▸ **YOUR OBJECTIVE**
Which lines below hold the word "crashes"? Report each one.

▸ **RAW DATA**
--*--

PR #171, opened 2021-05-07
feat: Parsing Lib

JamieB-gu:
## What does this change?

This adds a library for parsing `unknown` values into other TypeScript types. It's generic enough to work for any `unknown` value, but is probably most useful for parsing JSON.

It's inspired by the [Elm JSON module](https://package.elm-lang.org/packages/elm/json/latest/), Haskell modules like [ReadP](https://hackage.haskell.org/package/base-4.14.1.0/docs/Text-ParserCombinators-ReadP.html), and various other parser-combinator libraries. It also uses the `Result` and `Option` types available in our [`@guardian/types`](https://github.com/guardian/types) library.

## Why?

[`JSON.parse`](https://developer.mozilla.org/en-US/docs/Web/JavaScript/Reference/Global_Objects/JSON/parse) and related methods like [`Body.json`](https://developer.mozilla.org/en-US/docs/Web/API/Body/json) from the Fetch API return their parsed JS data structures as type [`any`](https://www.typescriptlang.org/docs/handbook/2/everyday-types.html#any). The use of `any` is a bit like an escape hatch from the TypeScript type system, and can result in runtime errors elsewhere in the codebase as the value with this type gets passed around and used.

One way around this is to type the returned value from `JSON.parse` as [`unknown`](https://www.typescriptlang.org/docs/handbook/2/functions.html#unknown) (as discussed in [this issue](https://github.com/typescript-eslint/typescript-eslint/issues/2118#issuecomment-641464651)). TypeScript will then _force_ you to verify the structure of this value, through methods like [type guards](https://www.typescriptlang.org/docs/handbook/2/narrowing.html#typeof-type-guards) and [type predicates](https://www.typescriptlang.org/docs/handbook/2/narrowing.html#using-type-predicates), before using it. This should significantly reduce the possibility of runtime errors.

A downside to taking this approach, however, is that it can result in quite verbose, repetitive code - particularly when working with complex, nested objects. This is where this library comes in. It attempts to simplify the parsing process by abstracting the repetitive manual checks behind a declarative-style API, based on parser combinators.

## API

I've documented the API inline using JSDocs; here's a facsimile of those docs for convenience.

### `succeed: <A>(a: A) => Parser<A>`

Ignores whatever the input is and instead provides a successful parsing result containing `a`.

<dl>
  <dt>Parameter <code>a</code></dt>
  <dd>The value to be contained in the successful parsing result</dd>
  <dt>Returns</dt>
  <dd>A <code>Parser</code> of <code>A</code></dd>
</dl>

#### Example

```ts
const parseFoo = succeed('foo'); // Parser<string>

const result = run(parseFoo)(42); // Ok<string>, with value 'foo'
```

### `fail: <A>(e: string) => Parser<A>`

Ignores whatever the input is and instead provides a failed parsing result containing the error string `e`.

<dl>
  <dt>Parameter <code>e</code></dt>
  <dd>The error string to be provided as the parsing error</dd>
  <dt>Returns</dt>
  <dd>A <code>Parser</code> of <code>A</code></dd>
</dl>

#### Example

```ts
const parseFoo = fail('Uh oh!'); // Parser<A>

const result = run(parseFoo)(42); // Err<string>, with value 'Uh oh!'
```

### `run: <A>(pa: Parser<A>) => (a: unknown): Result<string, A>`

Run a parser over a given input that's currently `unknown`, and attempt to parse that input into a value of type `A`. If the parsing was successful the result will be an `Ok<A>`. If it failed the result will be an `Err<string>`.

<dl>
  <dt>Parameter <code>pa</code></dt>
  <dd>The parser to run over the input</dd>
  <dt>Parameter <code>a</code></dt>
  <dd>The <code>unknown</code> input to be parsed into type-safe value of type <code>A</code></dd>
  <dt>Returns</dt>
  <dd>A parsing result, wrapped in a <code>Result</code> type</dd>
</dl>

#### Example

```ts
const json: unknown = JSON.parse('{ "foo": 42 }');

const parserA = parseField('foo', parseNumber); // Parser<number>
const resultA = run(parserA)(json); // Ok<number>, with value 42

const parserB = parseField('bar', parseNumber); // Parser<number>
const resultB = run(parserB)(json); // Err<string>, with 'missing field' err
```

### `parseString: Parser<string>`

Parses a value into a `string`.

### `parseNumber: Parser<number>`

Parses a value into a `number`.

### `parseDate: Parser<Date>`

Parses a value into a `Date`.

### `maybe: <A>(pa: Parser<A>) => Parser<Option<A>>`

Makes the value handled by the given parser optional.

**Note:** This will effectively absorb any failure to parse the value, converting it to a `None` instead.

<dl>
  <dt>Parameter <code>pa</code></dt>
  <dd>A parser</dd>
  <dt>Returns</dt>
  <dd>A new <code>Parser</code> with an optional value</dd>
</dl>

#### Example

```ts
const json: unknown = JSON.parse('{ "foo": 42 }');

const parserA = maybe(parseField('bar', parseNumber)); // Parser<Option<number>>
const resultA = run(parserA)(json); // Ok<None>

const parserB = parseField('bar', maybe(parseNumber)); // Parser<Option<number>>
const resultB = run(parserB)(json); // Err<string>, with 'missing field' err
```

### `parseField: <A>(field: string, pa: Parser<A>) => Parser<A>`

Runs the parser `pa` over the value found at a given field in an object. Will fail if the input isn't an object or the field is missing.

<dl>
  <dt>Parameter <code>field</code></dt>
  <dd>The field containing the value to parse</dd>
  <dt>Parameter <code>pa</code></dt>
  <dd>The parser to use on the field value</dd>
  <dt>Return</dt>
  <dd>A parser for the value at the given field</dd>
</dl>

#### Example

```ts
const json: unknown = JSON.parse('{ "foo": 42 }');

const parserA = parseField('foo', parseNumber); // Parser<number>
const resultA = run(parserA)(json); // Ok<number>, with value 42

const parserB = parseField('bar', parseNumber); // Parser<number>
const resultB = run(parserB)(json); // Err<string>, with 'missing field' err
```

### `parseIndex: <A>(index: number, pa: Parser<A>) => Parser<A>`

Runs the parser `pa` over the value found at a given index in an array. Will fail if the input isn't an array or the index is empty.

<dl>
  <dt>Parameter <code>index</code></dt>
  <dd>The array index containing the value to parse</dd>
  <dt>Parameter <code>pa</code></dt>
  <dd>The parser to use on the value at the given index</dd>
  <dt>Return</dt>
  <dd>A parser for the value at the given index</dd>
</dl>

#### Example

```ts
const json: unknown = JSON.parse('[41, 42, 43]');

const parserA = parseIndex(1, parseNumber); // Parser<number>
const resultA = run(parserA)(json); // Ok<number>, with value 42

const parserB = parseIndex(7, parseNumber); // Parser<number>
const resultB = run(parserB)(json); // Err<string>, with 'missing index' err
```

### `parseAt: <A>(location: string[], pa: Parser<A>) => Parser<A>`

A convenience for parsing values in nested objects. Takes a list of fields used to pinpoint a location within the nested objects.

<dl>
  <dt>Parameter <code>location</code></dt>
  <dd>Field names designating a location inside a nested object</dd>
  <dt>Parameter <code>pa</code></dt>
  <dd>The parser to use on the value at the location</dd>
  <dt>Return</dt>
  <dd>A parser for the value at the given location</dd>
</dl>

#### Example

```ts
const json: unknown = JSON.parse('{ "foo": { "bar": 42 } }');

const parser = parseAt(['foo', 'bar'], parseNumber); // Parser<number>
const result = run(parser)(json); // Ok<number>, with value 42
```

### `parseArray: <A>(pa: Parser<A>) => Parser<A[]>`

Parses an array containing values of type `A`. Will fail if the input isn't an array, or the values can't be parsed as `A`.

<dl>
  <dt>Parameter <code>pa</code></dt>
  <dd>A parser for the values in the array</dd>
  <dt>Return</dt>
  <dd>A parser for the array</dd>
</dl>

#### Example

```ts
const json: unknown = JSON.parse('[41, 42, 43]');

const parser = parseArray(parseNumber); // Parser<number[]>
const result = run(parser)(json); // Ok<number[]>, with value [41, 42, 43]
```

### `map: <A, B>(f: (a: A) => B) => (pa: Parser<A>) => Parser<B>`

Converts a `Parser` of `A` to a `Parser` of `B`. Will apply the given function `f` to the result of the given parser (`Parser<A>`) if that parser is successful.

<dl>
  <dt>Parameter <code>f</code></dt>
  <dd>The function to apply</dd>
  <dt>Parameter <code>pa</code></dt>
  <dd>The parser to convert</dd>
  <dt>Return</dt>
  <dd>A new parser for type <code>B</code></dd>
</dl>

#### Example

```ts
const parser = map(n => n + 1)(parseNumber); // Parser<number>

const valueA: unknown = 41;
const resultA = run(parser)(valueA); // Ok<number>, with value 42

const valueB: unknown = 'foo';
const resultB = run(parser)(valueB); // Err<string>, with 'not a number' err
```

### `map2: <A, B, C>(f: (a: A, b: B) => C) => (pa: Parser<A>, pb: Parser<B>) => Parser<C>`

Similar to `map`. Will apply the given function `f` to the results of two given parsers (`Parser<A>` and `Parser<B>`) if both of those parsers are successful.

<dl>
  <dt>Parameter <code>f</code></dt>
  <dd>A function with two arguments, <code>a</code> and <code>b</code>, which correspond to the values potentially returned by the two parsers</dd>
  <dt>Parameter <code>pa</code></dt>
  <dd>The first parser, for a value of type <code>A</code></dd>
  <dt>Parameter <code>pb</code></dt>
  <dd>The second parser, for a value of type <code>B</code></dd>
  <dt>Return</dt>
  <dd>A new parser for type <code>C</code></dd>
</dl>

#### Example

```ts
type Person = { name: string, age: number };

const makePerson = (name: string, age: number): Person => ({ name, age });
const parsePerson: Parser<Person> =
  map2(makePerson)(
    parseField('name', parseString),
    parseField('age', parseNumber),
  );

const jsonA: unknown = JSON.parse('{ "name": "CP Scott", "age": 85 }');
const resultA = run(parsePerson)(jsonA); // Ok<Person>

const jsonB: unknown = JSON.parse('{ "name": "CP Scott" }');
const resultB = run(parsePerson)(jsonB); // Err<string>, 'missing field' err
```

### `map3`, `map4`, `map5`, `map6`, `map7`, `map8`

All similar to `map2`, but for more parsers. See the docs for that function for more details and examples.

### `andThen: <A, B>(f: (a: A) => Parser<B>) => (pa: Parser<A>) => Parser<B>`

Like `map` but applies a function that *also* returns an `Parser`. Then "unwraps" the result for you so you don't end up with `Parser<Parser<A>>`. Can be useful for stringing together multiple parsing steps, where each step relies on the result of the previous one.

If the first parser fails, the function won't be called and the error will be returned instead. If the second parser fails the error for that will be returned.

<dl>
  <dt>Parameter <code>f</code></dt>
  <dd>The function to apply</dd>
  <dt>Parameter <code>pa</code></dt>
  <dd>The parser whose result is to be passed to the function</dd>
  <dt>Return</dt>
  <dd>A new parser, built from <code>pa</code> and <code>f</code></dd>
</dl>

#### Example

```ts
type MultipleChoiceAnswer = 'a' | 'b' | 'c';

const parseAnswerValue = (value: string): Parser<MultipleChoiceAnswer> =>
  value === 'a' || value === 'b' || value === 'c'
    ? succeed(value)
    : fail("Needed 'a', 'b' or 'c'.");

const parseAnswer = pipe(
  parseField('answer', parseString),
  andThen(parseAnswerValue),
);

const jsonA: unknown = JSON.parse('{ "answer": "a" }');
const resultA = run(parseAnswer)(jsonA); // Ok<MultipleChoiceAnswer>, 'a'

const jsonB: unknown = JSON.parse('{ "answer": "d" }');
const resultB = run(parseAnswer)(jsonB); // Err<string>, "Needed 'a', 'b' or 'c'."
```

### `oneOf: <A>(pas: Array<Parser<A>>) => Parser<A>`

Docs todo.


sndrs:
💥 wow this is a biggie...

i'm not sure how to proceed with reviewing this, because i'm not 100% clear on the motivation and what's going on if i'm honest...

here's some initial thoughts:

1. would you be able to provide an example of the kind of code this is trying to improve and a fuller demonstration of how this helps?
2. should this live in here? libs is "A collection of JavaScript libraries for Guardian projects" – does this help people who aren't using TS?
3. this repo currently uses a convention of providing a README alongside the code by way of docs. it should probably move to auto-generating docs from jsdoc comments but in lieu of that it would be good to be consistent and provide the same way of understanding how each module works and what it offers.

JamieB-gu:
> here's some initial thoughts:

Thanks for taking a look @sndrs! I've made some changes to address your comments:

> 1. would you be able to provide an example of the kind of code this is trying to improve and a fuller demonstration of how this helps?

I've added an example to the new `README` which I hope will demonstrate usage.

As to the problems this solves, an example can be found described in this PR: https://github.com/guardian/apps-rendering/pull/1298. We were receiving some JSON from one of MAPI's sport endpoints, and it was possible for that JSON to vary in structure. Attempting to use type casting resulted in runtime crashes, and error messages that were difficult to trace back to the original problem. Use of this library will prevent those crashes, and provide better error messages for debugging.

There are several other examples of runtime crashes caused by unexpected JSON across different projects in the department. Happy to chat through some of them if you'd like?

> 2. should this live in here? libs is "A collection of JavaScript libraries for Guardian projects" – does this help people who aren't using TS?

Yes, this will also work in JS-land. I've added a note to the new `README` to clarify this.

> 3. this repo currently uses a convention of providing a README alongside the code by way of docs. it should probably move to auto-generating docs from jsdoc comments but in lieu of that it would be good to be consistent and provide the same way of understanding how each module works and what it offers.

Good point! Added 📜.

JamieB-gu:
@sndrs @SiAdcock I'm partway through adding tests. Hopefully the ones I've added so far can help with understanding how this module works?

sndrs:
**_tl;dr_**

I'm afraid i'm really struggling with the API and i don't think I can't usefully review it. Would you consider rewriting it using  native J/TS idioms?

**_long version_**

I've tried to review this a few times now, but I can't wrap my head around the API 😕. I'm not familiar enough with the languages that inspired the patterns it uses, which means I don't think I can really review it as it stands. 

But, even if someone else more familiar with the patterns in the code is happy with it, I still do not actually think it should be merged in its current state either, I'm afraid. 

And here's why: 

things that live in `libs` should be as straightforward and easy to understand as possible – it's intended to quickly and clearly capture best practices, save you time and allow you to focus on what you're doing.

This PR adopts patterns that are pretty alien to (at least my experience of) typescript. 

I don't think that this module, as this stands, will provide that quick import-and-away-you-go solution for anyone who (like me) is not familiar with elm or Haskell. 

It can't be the only way of doing it, and i think it's hard to justify needing to know the idioms of an unrelated language to use a standard javascript/typescript library at the guardian.

So on that basis alone, I don't think it's appropriate for a universal toolkit like `libs`.

_Whether or not it _should_ be appropriate is beyond the bounds of this review, but by way of example, I don't think any codebase outside apps rendering (or its offspring) [uses `Option`/`Result` from `types`](https://github.com/search?p=1&q=org%3Aguardian+%22guardian%2Ftypes%22+Option&type=Code). For good or bad, this way of writing J/TS is not common at the guardian._

That is totally not to say we shouldn't have a codified way of safely working with json, or that `libs` is the wrong place for it. 

But _that_ then raises a 2nd problem: 

because I'm struggling to understand the API, I cannot actually say if i think your module is something we should adopt, or whether we could save some maintenance cost, and recommend (or wrap) something from https://json-schema.org/implementations.html#validator-javascript, for instance. 

And this is a real shame, because the guardian is potentially losing out on something valuable not because of what it does or doesn't do, but because the way it's written effectively makes it inaccessible to anyone like me who knows the language it's written in, but not the languages it's written _like_.

You've _clearly_ put a lot of work into this already, but would you consider trying to see if it's possible to accomplish the same thing, but using more J/TS-like patterns? 🙏

(I'd also be very interested to hear other people's takes on this...)

JamieB-gu:
> I've tried to review this a few times now, but I can't wrap my head around the API 😕. I'm not familiar enough with the languages that inspired the patterns it uses, which means I don't think I can really review it as it stands... I still do not actually think it should be merged in its current state either, I'm afraid.

No worries! Thanks for giving it a fair shake. I had a conversation with @SiAdcock the other day that went along similar lines.

> would you consider investigating whether it's possible to accomplish the same thing, but using more J/TS-like patterns? 🙏

I can try 🤔 - there are a couple of hurdles I can think of:

1. Unfortunately, this library is built on a "parser combinator" pattern that's fairly common in other libraries - I wasn't so much inventing something new as writing a TS implementation. To build it another way I'd have to come up with something new and at the moment I don't have a good idea for _how_ to do that, but I'll give it some thought...

2. I'd need to understand what "J/TS-like patterns" are from your perspective. To me this isn't a particular unusual pattern for TypeScript (although perhaps less common in JS-land?). I guess it uses a fairly functional style and folks may be more used to procedural/imperative-style code instead? Perhaps if you could give me an idea of the features that you find problematic it would help guide me towards an implementation that's more palatable? For example, if you could tell me which of the following you think are reasonable vs those you think would cause confusion?

- Generics
- Curried/partial-applied functions
- De-structuring assignment
- Spread/rest parameters
- Recursion
- `Option`/`Result` types
- `map` and `andThen`
- JSDocs
- The `Parser` type
- Higher-order functions

> I don't think any codebase outside apps rendering (or its offspring) uses `Option`/`Result` from `types`

Fair point. Simon also mentioned that it's difficult to judge how it would be used based on the minimal examples included. Perhaps it would be sensible to incubate this within the Apps team for now. That would be helpful because a) we have a couple of pressing use cases that we'd like to use it for, b) we can determine whether it's useful in production, or whether folks find it confusing, and c) it would provide those examples of real-world use.

(**Note:** `mobile-purchases` actually includes a [variant of `Option`](https://github.com/guardian/mobile-purchases/blob/fb8d6d6d27e45859b86af807246786837f407497/typescript/src/utils/option.ts), and it wasn't even me who added it 🙂)

> I'm afraid i'm really struggling with the API and i don't think I can't usefully review it.

I'm happy to sit down (virtually) and walk through the code with you if you'd like? That won't solve the concerns you have about what's appropriate for this codebase/the department, but it might be interesting nonetheless?

> That is totally not to say we shouldn't have a codified way of safely working with json

> I cannot actually say if i think your module is something we should adopt, or whether we could save some maintenance cost, and recommend (or wrap) something...

Yeah it's definitely a problem. It was originally someone posting in the CS channel about the tribulations of working with un-typed JSON that gave me the idea (I can't remember who). That, coupled with the use-cases we have in Apps that I mentioned above, suggest to me that it's not an uncommon issue within the dept 😬.

sndrs:
> Unfortunately, this library is built on a "parser combinator" pattern that's fairly common in other libraries - I wasn't so much inventing something new as writing a TS implementation. To build it another way I'd have to come up with something new and at the moment I don't have a good idea for how to do that, but I'll give it some thought...

i'm not 100% what the library is trying achieve, but is it to avoid writing something like this?

```ts
type EndpointResponse = {
  a?: {
    b?: {
      c?: string | number,
    }
  }
}

const json = { a: { b: { c: 'hi' } } } as EndpointResponse;

const c = json.a?.b?.c

switch (typeof c) {
  case 'string':
    doSomethingWithAString(c) 
    break;
  case 'number':
    doSomethingWithANumber(c) 
    break;
  default:
    return;
}

```

JamieB-gu:
> i'm not 100% what the library is trying achieve, but is it to avoid writing something like this?

Essentially yes. That sort of type coercion (`as`) is quite brittle, and can result in runtime errors that are difficult to track down because they're thrown much later in the code. Also, the parsing code to mitigate them can get _very_ verbose _very_ quickly, and as a result it can be difficult to ensure you've handled all cases.

[This PR](https://github.com/guardian/mobile-purchases/pull/259/files#diff-4462a45fd373342ca1a270641d6f170070cf6788e1868b15337b1f8d52033f27) was opened to address a bug caused by the first problem, and in fixing it demonstrates the second problem.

--*--

▸ **SOLUTION TO THIS EXERCISE**
As to the problems this solves, an example can be found described in this PR: https://github.com/guardian/apps-rendering/pull/1298. We were receiving some JSON from one of MAPI's sport endpoints, and it was possible for that JSON to vary in structure. Attempting to use type casting resulted in runtime crashes, and error messages that were difficult to trace back to the original problem. Use of this library will prevent those crashes, and provide better error messages for debugging.
There are several other examples of runtime crashes caused by unexpected JSON across different projects in the department. Happy to chat through some of them if you'd like?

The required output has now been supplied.